Extracted data: Begin

Issue #1075, opened 2023-08-30
Add validation for PQ based methods based on dimension


jmazanec15:
Related to https://github.com/opensearch-project/k-NN/pull/1074#discussion_r1309687747, right now, when validating a method to be used for training for PQ, we do not validate that the field's dimension is in fact divisble by the `M` parameter.

PQ encodes vectors by breaking them into `M` sub-vectors and then encoding each sub-vector independently. The behavior for the user will be that they get a vague excpetion. Something like: https://github.com/opensearch-project/k-NN/blob/main/src/main/java/org/opensearch/knn/training/TrainingJob.java#L196.

Instead, we should give a more descriptive error message that says exactly this. It will require some refactoring to https://github.com/opensearch-project/k-NN/blob/2.9.0.0/src/main/java/org/opensearch/knn/index/util/Faiss.java#L95

PR #1713, opened 2024-05-21
Add validation for pq m parameter before training starts

ryanbogan:
### Description
Currently, if the dimension of a model is not divisible by the pq m parameter (code count) provided in the training request, training fails with a detailed message in the logs.  In addition, the model state is update to failed and the model error is set to `"Failed to execute training. May be caused by an invalid method definition or not enough memory to perform training."`.

This PR adds a validation check for the above case before training starts or any memory is allocated.  The model state is still set to failed, but the error message is more specific.
 
### Issues Resolved
https://github.com/opensearch-project/k-NN/issues/1075
 
### Check List
  - [x] All tests pass


src/main/java/org/opensearch/knn/training/TrainingJob.java
```diff
@@ -115,6 +116,18 @@ public void run() {
         NativeMemoryAllocation modelAnonymousAllocation = null;
         ModelMetadata modelMetadata = model.getModelMetadata();
 
+        Map<String, Object> parameters = modelMetadata.getMethodComponentContext().getParameters();
```
jmazanec15, line 119: Lets do validation earlier - i.e. when building the KnnMethodContext? https://github.com/opensearch-project/k-NN/blob/main/src/main/java/org/opensearch/knn/plugin/rest/RestTrainModelHandler.java#L99

jmazanec15: I think we are going to want to change this structure here: https://github.com/opensearch-project/k-NN/blob/2.9.0.0/src/main/java/org/opensearch/knn/index/util/Faiss.java#L95

ryanbogan: I could do it a few lines lower in that file around https://github.com/opensearch-project/k-NN/blob/main/src/main/java/org/opensearch/knn/plugin/rest/RestTrainModelHandler.java#L119 , since we need the dimension and the method context to be set.  I think in that scenario, the model would never enter train state, so would we just throw an exception at that point?

ryanbogan: > I think we are going to want to change this structure here: https://github.com/opensearch-project/k-NN/blob/2.9.0.0/src/main/java/org/opensearch/knn/index/util/Faiss.java#L95

That's more of a limit check that occurs while building the KNNMethodContext right?  Why do we want to change that logic?

jmazanec15: Because that is where we already do parameter validation. Keeping it in one place would be ideal.

ryanbogan: I looked into that first, but we would have to do something like https://github.com/opensearch-project/k-NN/blob/2.9.0.0/src/main/java/org/opensearch/knn/index/util/Faiss.java#L106 where we create a series of methods and pass the dimension all the way down.  That's why I thought it would be better to validate closer to the top for this specifically since we have easy access to the dimension there.

src/main/java/org/opensearch/knn/common/KNNConstants.java
```diff
@@ -68,6 +68,8 @@ public class KNNConstants {
     public static final VectorDataType DEFAULT_VECTOR_DATA_TYPE_FIELD = VectorDataType.FLOAT;
 
     public static final String RADIAL_SEARCH_KEY = "radial_search";
+    public static final String INVALID_CODE_COUNT_ERROR_MESSAGE =
```
junqiu-lei, line 71: We can add PQ word in the constant to be clear, like `INVALID_PQ_CODE_COUNT_ERROR_MESSAGE`.

src/main/java/org/opensearch/knn/training/TrainingJob.java
jmazanec15: Right, but this checking and type casting is not extendable. We need to come up with a more maintainable solution. 

I think one possible solution could be to add a new chain of validation that validates a given KnnMethodContext against a given dimension: i.e. KnnMethodContext.validateForDimension(int dimension). In addition, we may also want to check if a given KnnMethodContext works for a particular data_type (https://opensearch.org/docs/latest/field-types/supported-field-types/knn-vector/#lucene-byte-vector). 

Maybe we could generalize this into KnnMethodContext.validateForDataSpec(DataSpec dataSpec) and then DataSpec is an object that contains information about the data that isnt included in the method definition. Then, we can call this from the field mapper or from the rest training api.

ryanbogan: Ah that's true.  Wouldn't validating a KnnMethodContext still require casting to check the parameters since the object would already be built?  I think the only way to avoid casting would be to extend the validation in the Faiss class that exists as the object is built, but I haven't been able to find a way to get the dimension there without modifying the addParameter method.

jmazanec15: I think we need to modify addParameter to contain one more validation that takes a DataSpec in. Along with this, we could easily provide validation on the amount of training data configured as well (Im thinking for future)

src/main/java/org/opensearch/knn/index/KNNMethod.java
```diff
@@ -77,6 +78,35 @@ public ValidationException validate(KNNMethodContext knnMethodContext) {
         return validationException;
     }
 
+    public ValidationException validateWithData(KNNMethodContext knnMethodContext, TrainingDataSpec trainingDataSpec) {
+        List<String> errorMessages = new ArrayList<>();
+        if (!containsSpace(knnMethodContext.getSpaceType())) {
```
VijayanB, line 83: nit: i though you are actually checking for space in string, isSpaceTypeSupported() might be good for readability ( FAR)

src/main/java/org/opensearch/knn/index/KNNMethod.java
```diff
@@ -77,6 +78,35 @@ public ValidationException validate(KNNMethodContext knnMethodContext) {
         return validationException;
     }
 
+    public ValidationException validateWithData(KNNMethodContext knnMethodContext, TrainingDataSpec trainingDataSpec) {
```
VijayanB, line 81: can we add documentation for public methods?

src/main/java/org/opensearch/knn/index/KNNMethod.java
```diff
@@ -77,6 +78,35 @@ public ValidationException validate(KNNMethodContext knnMethodContext) {
...
+            errorMessages.add(
+                String.format(
+                    "\"%s\" configuration does not support space type: " + "\"%s\".",
+                    this.methodComponent.getName(),
+                    knnMethodContext.getSpaceType().getValue()
+                )
+            );
+        }
+
+        ValidationException methodValidation = methodComponent.validateWithData(
```
VijayanB, line 93: do we have to validate further even if we don't support space type?

src/main/java/org/opensearch/knn/index/KNNMethod.java
ryanbogan: Good call, I meant to do that at the end and forgot about it

src/main/java/org/opensearch/knn/index/KNNMethod.java
ryanbogan: Even though validation will ultimately fail if space type is not supported, more error messages can be added to the errors based on any potential problems with the method component context

src/main/java/org/opensearch/knn/index/Parameter.java
```diff
@@ -89,6 +111,27 @@ public ValidationException validate(Object value) {
             }
             return validationException;
         }
+
+        @Override
+        public ValidationException validateWithData(Object value, TrainingDataSpec trainingDataSpec) {
+            ValidationException validationException = null;
+            if (!(value instanceof Boolean)) {
+                validationException = new ValidationException();
+                validationException.addValidationError(String.format("value not of type Boolean for Boolean parameter [%s].", getName()));
```
VijayanB, line 120:
```suggestion
                validationException.addValidationError(String.format("value is not an instance of Boolean for Boolean parameter [%s].", getName()));
```

src/main/java/org/opensearch/knn/index/Parameter.java
```diff
@@ -89,6 +111,27 @@ public ValidationException validate(Object value) {
...
+                return validationException;
+            }
+
+            if (validatorWithData == null) {
+                return validationException;
```
VijayanB, line 125:
```suggestion
                return null;
```

src/main/java/org/opensearch/knn/index/Parameter.java
```diff
@@ -118,6 +170,27 @@ public ValidationException validate(Object value) {
             }
             return validationException;
         }
+
+        @Override
+        public ValidationException validateWithData(Object value, TrainingDataSpec trainingDataSpec) {
+            ValidationException validationException = null;
+            if (!(value instanceof Integer)) {
+                validationException = new ValidationException();
+                validationException.addValidationError(String.format("value not of type Integer for Integer parameter [%s].", getName()));
```
VijayanB, line 179: same as above

src/test/java/org/opensearch/knn/index/FaissIT.java
```diff
@@ -1686,17 +1684,63 @@ public void testInvalidPQM_thenFail() {
...
+        // which is 2^8 = 256.
+        int trainingDataCount = 256;
+
+        int dimension = testData.indexData.vectors[0].length;
+        SpaceType spaceType = SpaceType.L2;
+        int ivfNlist = 4;
+        int ivfNprobes = 4;
+        int pqCodeSize = 8;
+
+        XContentBuilder xContentBuilder = XContentFactory.jsonBuilder()
```
VijayanB, line 1717: can you add json structure for below input? This will help to understand the structure. Thanks

src/main/java/org/opensearch/knn/training/TrainingDataSpec.java
```diff
@@ -0,0 +1,25 @@
...
+
+import lombok.AllArgsConstructor;
+import lombok.Getter;
+
+@Getter
+@AllArgsConstructor
+public class TrainingDataSpec {
+    private int dimension;
+
+    public void setDimension(int dimension) {
```
VijayanB, line 22: nit: You can add @Setter instead of adding your own setter

src/main/java/org/opensearch/knn/index/util/Faiss.java
```diff
@@ -109,9 +109,6 @@ class Faiss extends NativeLibrary {
             .build()
     );
 
-    // TODO: To think about in future: for PQ, if dimension is not divisible by code count, PQ will fail. Right now,
```
jmazanec15, line 112: nice - finally getting rid of it

src/main/java/org/opensearch/knn/training/TrainingDataSpec.java
```diff
@@ -0,0 +1,26 @@
...
+import lombok.Getter;
+import lombok.Setter;
+
+/**
+ * A data spec containing relevant training data for validation.
+ */
+@Getter
+@Setter
+@AllArgsConstructor
+public class TrainingDataSpec {
```
jmazanec15, line 24: Can we change this to DataSetInfo or VectorSpaceInfo? I think we might want to use this for non-training data as well. In the future, I could see it having the following properties:
1. dimension
2. vector count (either training or index)
3. space type

ryanbogan: Sure, I think I like the second one better

jmazanec15 (approved):

VijayanB (approved):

Extracted data: End

• Assignment:
Scan the data for the word "still" and copy every line where it shows up.

• Solution to this exercise:
This PR adds a validation check for the above case before training starts or any memory is allocated.  The model state is still set to failed, but the error message is more specific.
ryanbogan: Ah that's true.  Wouldn't validating a KnnMethodContext still require casting to check the parameters since the object would already be built?  I think the only way to avoid casting would be to extend the validation in the Faiss class that exists as the object is built, but I haven't been able to find a way to get the dimension there without modifying the addParameter method.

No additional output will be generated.